_TASK DETAILS_. In the material below, find every line containing the string "remote" and return it.

_RECORDS FOR THIS TASK_.
PR #220, opened 2018-07-25
rf: remove wait flags and programatically wait

ssalaues:
Reduces flakiness with the installation step of the CI where sometime pods would be in indefinitate Crashloop state that would cause the CI potentially wait 800 seconds for an install to finish. The Crashloop state is normal especially in the CI environment where the services are expecting the buckets that are predefined environment but don't yet exist until test initialization. The CI still explicitly expects the stack to stabilize but this is now part of the test initialization thus saving time on sleep commands and unneccessary waits. Additionally, this allows devs to collect logs on a stack that was unable to stabilize for debugging purposes.


jonathan-gramain (approved):

ssalaues:
Tested with the `latest` stage for compatibility
https://eve.devsca.com/github/scality/zenko/#/builders/4/builds/1669

ssalaues:
Should also fix CI issues with PR #202

tmacro (approved):

PR #224, opened 2018-07-26
bf(ZENKO-852): Prevent CI object name conflicts

tmacro:
This adds a per run prefix to objects and then checks for the prefix before deleting objects. This is to prevent concurrent test runs from deleting each others objects and causing a incorrect test failure.

### DIFF
--- a/tests/zenko_e2e/util/bucket.py
+++ b/tests/zenko_e2e/util/bucket.py
@@ -107,7 +107,9 @@ def cleanup_bucket(bucket, replicated=False, delete_bucket=True): # noqa pylint:
             objects = []
             versions = version_list['Versions']
             for v in versions:  # pylint: disable=invalid-name
-                objects.append({'VersionId': v['VersionId'], 'Key': v['Key']})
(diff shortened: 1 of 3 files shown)


ssalaues (approved):

JianqinWang (approved):

tests/zenko_e2e/util/bucket.py
```diff
@@ -107,7 +107,9 @@ def cleanup_bucket(bucket, replicated=False, delete_bucket=True): # noqa pylint:
             objects = []
             versions = version_list['Versions']
             for v in versions:  # pylint: disable=invalid-name
-                objects.append({'VersionId': v['VersionId'], 'Key': v['Key']})
+                if v['Key'].startswith(conf.OBJ_PREFIX):
```
jonathan-gramain, line 110: I think we could just specify `prefix = conf.OBJ_PREFIX` before calling `list_object_versions()` for more efficiency?

PS: I know this is merged already :rofl:

PR #225, opened 2018-07-26
Rewrote Installation Guide

wabernat:
Two new files (composed from a couple or three others, informed by my bitter experience trying to follow them). 

The installation guide doc has settings for a 3-node Metal K8s cluster. I would like to get settings in for a five-node cluster before GA (if time permits).

Deleted the original MetalK8s-CentOS74 install guide. The original had a "Useful kubectl commands," section, which I moved to Operations.

Got rid of empty Introduction.rst file. I have no idea what that was about. 

We still need upgrade info.

The current file follows the earlier document's conventions for :file:`filename` and other undefined code and document type snippets. I am assuming that these are known to Sphinx, but if not, I recommend taking out all program-type definitions unless they are actually pulling some freight.


ssalaues:
reopening original pr #135

PR #230, opened 2018-07-27
ZENKO-865 - clarify setup for e2e CRR tests

JianqinWang:


tests/backbeat/Using.md
```diff
@@ -9,18 +9,29 @@
    127.0.0.1 zenko.local
    ```
 
-2. Create an account using Orbit.
-3. Export the access key and secret key of that account (for example, in
+2. Find the Zenko service endpoint for S3 calls to Cloudserver by running:
+    ```
+    kubectl get services
+    ```
+    Look for the service named `zenko-cloudserver`, the value under `CLUSTER-IP`
```
bennettbuchanan: Minor: I see `ClusterIP` instead of `CLUSTER-IP`. Maybe different versions of kubectl?

tests/backbeat/Using.md
```diff
@@ -9,18 +9,29 @@
...
+    should be set as the Zenko endpoint for testing:
+
+```
+export CLOUDSERVER_ENDPOINT=<cluster-ip of zenko-cloudserver>
```
bennettbuchanan: Thinking out loud here 💭. Maybe to follow the pattern of avoiding spaces we could use `<zenko-cloudserver-cluster-ip>`.

bennettbuchanan (approved):
Thanks for maintaining this! 😸

tests/backbeat/Using.md
JianqinWang: updated and squashed!

tmacro (approved):

philipyoo (approved):

tests/backbeat/Using.md
ssalaues: Instead of the cluster IP it would be preferable to simply use the value under `NAME` which resolves in the DNS to the `CLUSTER-IP` but at least with the `NAME` we'll always resolve to the correct location (in case the IP ever changes).

tests/backbeat/Using.md
```diff
@@ -9,18 +9,29 @@
    127.0.0.1 zenko.local
```
ssalaues: Not your fault but would also help minimize confusion is if this changed to something like`<insert-kube-node-ip-here>` zenko.local. This way it's more universal. Otherwise this and line 5 are assuming that:
- that you are ssh-ed to one of the kube servers and doing testing from there
or
- doing a port-forward from a remote kube cluster to your laptop

But doesn't make sense for the many people that use `kubectl` locally on a laptop to connect to the remote servers or running on something like minikube

bennettbuchanan (approved):
🚢

ssalaues (approved):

_WRITTEN ANSWER_.
- doing a port-forward from a remote kube cluster to your laptop
But doesn't make sense for the many people that use `kubectl` locally on a laptop to connect to the remote servers or running on something like minikube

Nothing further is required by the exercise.